__Records for the task__.
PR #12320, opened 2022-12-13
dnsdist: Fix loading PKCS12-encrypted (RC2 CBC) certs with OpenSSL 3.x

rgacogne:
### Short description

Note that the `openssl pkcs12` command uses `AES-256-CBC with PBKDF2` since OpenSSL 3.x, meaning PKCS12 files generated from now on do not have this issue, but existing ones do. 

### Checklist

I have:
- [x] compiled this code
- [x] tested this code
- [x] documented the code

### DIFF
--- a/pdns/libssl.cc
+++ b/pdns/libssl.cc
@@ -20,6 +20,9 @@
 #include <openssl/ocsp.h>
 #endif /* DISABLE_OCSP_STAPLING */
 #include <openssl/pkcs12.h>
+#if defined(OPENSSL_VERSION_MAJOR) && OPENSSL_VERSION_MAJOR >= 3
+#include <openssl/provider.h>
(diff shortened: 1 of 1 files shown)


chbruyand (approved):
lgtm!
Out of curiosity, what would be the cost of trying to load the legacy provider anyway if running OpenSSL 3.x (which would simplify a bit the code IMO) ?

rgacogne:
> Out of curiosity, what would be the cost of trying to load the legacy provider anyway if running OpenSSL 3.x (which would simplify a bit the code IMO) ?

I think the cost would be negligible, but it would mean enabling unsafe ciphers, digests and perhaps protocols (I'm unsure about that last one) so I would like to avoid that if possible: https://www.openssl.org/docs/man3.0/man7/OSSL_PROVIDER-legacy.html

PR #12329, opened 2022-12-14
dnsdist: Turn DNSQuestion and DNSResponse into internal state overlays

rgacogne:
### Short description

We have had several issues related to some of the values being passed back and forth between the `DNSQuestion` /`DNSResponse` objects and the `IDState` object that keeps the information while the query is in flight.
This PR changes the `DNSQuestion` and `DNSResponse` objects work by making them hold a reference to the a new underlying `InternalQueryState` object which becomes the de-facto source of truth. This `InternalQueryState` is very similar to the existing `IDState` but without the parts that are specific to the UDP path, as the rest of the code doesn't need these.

__Description of the task__. If a line above holds the word "would", copy it.

__The answer__.
Out of curiosity, what would be the cost of trying to load the legacy provider anyway if running OpenSSL 3.x (which would simplify a bit the code IMO) ?
> Out of curiosity, what would be the cost of trying to load the legacy provider anyway if running OpenSSL 3.x (which would simplify a bit the code IMO) ?
I think the cost would be negligible, but it would mean enabling unsafe ciphers, digests and perhaps protocols (I'm unsure about that last one) so I would like to avoid that if possible: https://www.openssl.org/docs/man3.0/man7/OSSL_PROVIDER-legacy.html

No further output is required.